Manchester by the Sea seems to have very much been an under-the-radar film during production, with little in the way of trailers and advertising. It premiered at the Sundance film festival last year and initially only received a limited US release in November.
Written and directed by the somewhat hit-and-miss Kenneth Lonergan and with the film stars Casey Affleck, Michelle Williams and Lucas Hedges, it isn’t exactly a star-studded cast, even if they have performed admirably in other roles. But given the pretty anaemic offerings by many of the larger budget Hollywood films of 2016, could Manchester by the Sea deliver something more meaningful and interesting the likes of Dawn of Justice and X-Men: Apocalypse?

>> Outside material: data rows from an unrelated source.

PR #2056, opened 2022-06-26
Set custom variable value using remote control protocols

albertorighetto:
This PR will allow to set the value of a custom variable by using remote control protocols such as TCP/UDP/OSC/HTTP.
The variable must be already defined in Companion.

I choose che command syntax in a reasonable way but please let me know if it should be changed to something more meaningful or future-proof; below are my thoughts about the naming convention:

OSC and HTTP divides the "SET" part from "CUSTOM-VARIABLE" (i.e. /SET/CUSTOM-VARIABLE/) because if at any point in the future we need to add another "SET" command for something else we could maintain a reasonable syntax (i.e. /SET/OTHER-THING/. Maybe we should also change TCP/UDP to SET CUSTOM-VARIABLE instead of SET-CUSTOM-VARIABLE?

TCP/UDP syntax uses double quotes for name and value, allowing an easy parsing of them (both may include white spaces or special chars such as escaped double quotes).

HTTP syntax allows for easy GET requests, sending both the custom variable name and the value as parameters that could use URI encoding for special chars.

OSC syntax on the other hand includes the custom variable name as part of the address (/set/custom-variable/name_of_the_variable) and accepts any value (or the first element of multi-parameter message). I think this is easier to integrate in external software that may not have the ability to send multi-parameter OSC messages and also allows for arbitrary variable names, including the ones with forward slashes "/" or spaces.

### DIFF
--- a/docs/5_remote_control/http_remote_control.md
+++ b/docs/5_remote_control/http_remote_control.md
@@ -12,6 +12,8 @@ Remote triggering can be done by sending `HTTP` Requests to the same IP and port
   _Change text on a button_
 - `/style/bank/<page>/<bank>?size=<text size>`  
   _Change text size on a button (between the predefined values)_
+- `/set/custom-variable/?name=<name>&value=<value>`  
+  _Change custom variable value_
 - `/rescan`  
   _Make Companion rescan for newly attached USB surfaces_
 
@@ -25,3 +27,6 @@ Change the text of button 4 on page 2 to TEST:
 
 Change the text of button 4 on page 2 to TEST, background color to #ffffff, text color to #000000 and font size to 28px:  
 `/style/bank/2/4/?text=TEST&bgcolor=%23ffffff&color=%23000000&size=28px`
+
+Change custom variable "cue" to value "intro":  
+`/set/custom-variable/?name=cue&value=intro`
--- a/docs/5_remote_control/osc_control.md
+++ b/docs/5_remote_control/osc_control.md
@@ -14,6 +14,8 @@ Remote triggering can be done by sending OSC commands to port `12321`.
   _Change color of text on button_
 - `/style/text/ <page> <bank> <text>`  
   _Change text on a button_
+- `/set/custom-variable/<name> <value>`  
+  _Change custom variable value_
 - `/rescan 1`
   _Make Companion rescan for newly attached USB surfaces_
 
@@ -27,3 +29,6 @@ Change button background color of button 5 on page 1 to red
 
 Change the text of button 5 on page 1 to ONLINE  
 `/style/text/1/5 ONLINE`
+
+Change custom variable "cue" to value "intro":  
+`/set/custom-variable/cue intro`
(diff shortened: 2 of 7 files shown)


krocheck:
@Julusian I'm ok with this, just curious if we have any potential issues with quotes and escape characters.

istnv:
Adding SET to the address does diverge from HTTP and OSC standard usage: 
A 'PUT' operation to an HTTP address 'sets' a value of 'something' and 'GET' retrieves it 
OSC generally uses an empty parameter list as a request for the current value and uses the parameter list to update that value.

albertorighetto:
Thanx for the feedback.

What you're suggesting is to change
- OSC syntax to:
   /custom-variable/name_of_the_variable [<value>]
- HTTP syntax to:
  /put|get/custom-variable/?name=<name>[&value=<value>]
- maybe TCP syntax to:
  PUT|GET CUSTOM-VARIABLE "<name>" ["<value>"]

I'm fine with this suggestion as this opens the ability also to retrieve the values remotely.
On the other hand this will differentiate the syntax of the commands between the protocols.

My personal opinion about "PUT" is that even if it could be technically correct for HTTP it is less straightforward than "SET" when used as a command across multiple protocols.

Would love to hear other opinions on this before changing the code.

istnv:
TCP/UDP do not have a 'standard' for retreiving/updating information so `SET` would be more consistent with the other Companion actions

HTTP uses TCP and defines how clients and servers communicate. `GET` and `PUT` are types of page requests, not part of the url/address. You don't normally see that part.

Since Companion currently uses `GET` for doing things, adding `PUT` may be overkill and confusing to a lot of people currently using Companion. Very few are programmers :)

I would suggest something similar to OSC:

-  A bare address like `/custom-variable/myVar` returns the value
- An address with a value `/custom-variable/myVar?val=new%20value` sets the variable `custom:myVar` to `new value`


The OSC addressing is closer to how other systems respond.
OSC does have restrictions on what characters are allowed in the address:
#### Printable ASCII characters not allowed in names of OSC Methods or OSC Containers
character | name | ASCII code (decimal)
-- | -- | --
’ ’ | space |  
\# | number sign | 35
\* | asterisk | 42
\, | comma | 44
\/ | forward slash | 47
\? | question mark | 63
\[ | open bracket | 91
\ | close bracket | 93
\{ | open curly brace | 123
\} | close curly brace | 125

Julusian:
I think we should change the tcp/udp syntax to be `custom-variable (.+) set-value (.*)\n` to make it more consistent with setting a buttons text. It also gives a clearer scope of other `custom-variable` commands that can be implemented (get-value, set-default, get-default). This helps a little with some escaping issues (`custom-variable test set-value ""my value""` feels so wrong), but still isnt perfect.

@istnv I have taken some of your suggestions too. I havent taken everything for now as I think we would be better to do an overhaul of the various apis in v3.1 (or v2.4 if that will exist) and run both the new and old side by side for a couple of releases so doing it properly now will end up causing more pain if it clashes with the new implementation.  
I am writing a task to have a proper look at overhauling the protocols, as I think that is needed too

istnv:
@Julusian All good. I just wanted to bring some of the generally accepted usage for some of the protocols into the discussion. Something to keep in mind when development progresses.

PR #2127, opened 2022-09-19
button editor improvements

Julusian:
* actions and feedbacks can be collapsed/expanded to reduce screen usage
* actions and feedbacks can be duplicated
* actions can be dragged between sets (eg between down and up)

image

### DIFF
--- a/lib/Controls/Button/Base.js
+++ b/lib/Controls/Button/Base.js
@@ -124,6 +124,36 @@ export default class ButtonControlBase extends ControlBase {
 	}
 
 	/**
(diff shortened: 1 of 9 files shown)


Thymeauthe:
An additional Idea would be to duplicate all actions on a button to applicate on the same one with an other instance.

With Blackmagic Atem for example, we could program all actions we need for differents ATEM instances. We will just have to activate or not instance to do work on the switcher we use.

I know we could duplicate all the page to an other one for an other instance. But the idea would be insteresting to save pages.

PR #2129, opened 2022-09-20
module: Added neumannmueller-stageflow v1.0.2

jonkad:
Now with

- package.json
- yarn.lock

and request in correct branch ;-)


josephdadams:
Module added via proper channels

PR #2147, opened 2022-10-16
feat: identify legacy modules in ui

Julusian:
Instances list: 
image

Add instance list:
image

Confirmation when adding:
image


webui/src/Instances/AddInstance.jsx
```diff
@@ -89,8 +122,25 @@ const AddInstancesInner = memo(function AddInstancesInner({ showHelp, configureI
...
 
+	const confirmContent = (
+		<>
+			<p>
+				This module has not been verified to be compatible with this version of companion. It may be buggy or completely
+				broken.
+			</p>
+			<p>
+				If this module is broken, please let us know in{' '}
+				<a target="_blank" rel="noreferrer" href="https://github.com/bitfocus/companion/issues/9999">
```
Julusian: An issue needs to be created, with the correct id inserted here

PR #2187, opened 2022-11-18
feat: combined stepped and normal button types

Julusian:
This needs some UI work, as the nesting of scrollbars causes some weirdness, but the nested tabs are essential to avoid the panel becoming a stupidly long list once there are multiple steps.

The story revolves around Casey Affleck’s Lee Chandler, an unassuming janitor in Boston, Massachusetts and the turmoils he endures after the death of his brother (not really a spoiler, it happens in the opening few minutes of the film!). The official plot and trailer are below:
In Manchester by the Sea, the latest film from award-winning writer and director Kenneth Lonergan, the life of a solitary Boston janitor is transformed when he returns to his hometown to take care of his teenage nephew. The story of the Chandlers, a working-class family living in a Massachusetts fishing village for generations, Manchester by the Sea, is a deeply poignant, unexpectedly funny exploration of the power of familial love, community, sacrifice and hope.
After the death of his older brother Joe (Kyle Chandler), Lee Chandler (Casey Affleck) is shocked to learn that Joe has made him sole guardian of his nephew Patrick (Lucas Hedges). Taking leave of his job, Lee reluctantly returns to Manchester-by-the-Sea to take care for Patrick, a spirited 16-year-old, and is forced to deal with a past that separated him from his wife Randi (Michelle Williams) and the community where he was born and raised. Bonded by the man who held their family together, Lee and Patrick struggle to adjust to a world without him.
Manchester by the Sea brings a depth and pathos that is rarely seen in modern films. It explores ideas and relationships with an openness that is at times painful to watch, yet somehow matches this underlying poignancy with a surprising level of humour, helped by some excellent performances from the cast.
Casey Affleck’s performance is understated yet engaging. While he can be somewhat difficult to relate to at times, it is exactly this distance that makes his performance all the more intriguing as we learn about his past, his problems and his drives. His tendency to resort to a nonplussed default, that can at times be grating in other films, matches the understated style and tone of Manchester by the Sea, and despite the occasional subdued atmosphere, adds rather then detracts from the trials and tribulations of the film.
Lucas Hedges’ performance is the perfect counter-balance for Affleck’s more distant offering. He blends an outward confidence and at times joviality with an underlying pathos that complements the performances of the rest of the cast. His portrayal of Patrick Chandler is both engaging and to an extent likeable in a way that many other characters struggle to achieve. The interactions between Hedges and Affleck form a very strong foundation for the film in general, and their relationship allows the audience to maintain interest even during the slower sections of the film.
Michelle Williams’ on-screen time is very limited, and yet she too brings an emotional, intriguing and somewhat draining performance. She provides a relatability and warmth at times that others do not, and give an incredibly strong and raw emotional performance that belies how little she is actually in the film.
In other hands, and with a less capable cast, Manchester by the Sea could have become a turgid bore, but even with its slightly uneven pacing and melancholic undertones, it somehow manages to remain an interesting watch. The frequent humour of the film is much needed and certainly brings a levity without which the film could become intolerable. But the comedy never detracts from the over-aching storyline nor does it undermine the emotional engagement the film so carefully constructs.
The score blends perfectly with the plot and allows the film to maintain its connection with audiences even when there is little action on-screen. Lesley Barber brings a methodological melody to the visuals that encourage engagement from the viewer and perfectly accentuates the more nuanced emotions and scenarios the film explores.
There is very little to the story in terms of action, but the emotional progression brings a depth frequently missed by Hollywood’s recent offerings. The heartbreaking plot can be a little slow at times, but this more subdued pacing allows the audience to fully engage and explore the relationships and developments on-screen, helped by some excellent performances from the entire cast, Affleck, Williams and Hedges in particular.
While Manchester by the Sea is not necessarily a film that will become a firm favourite for rewatching, much like Room and Arrival, it is one that will stay with the audience long after the end credits roll.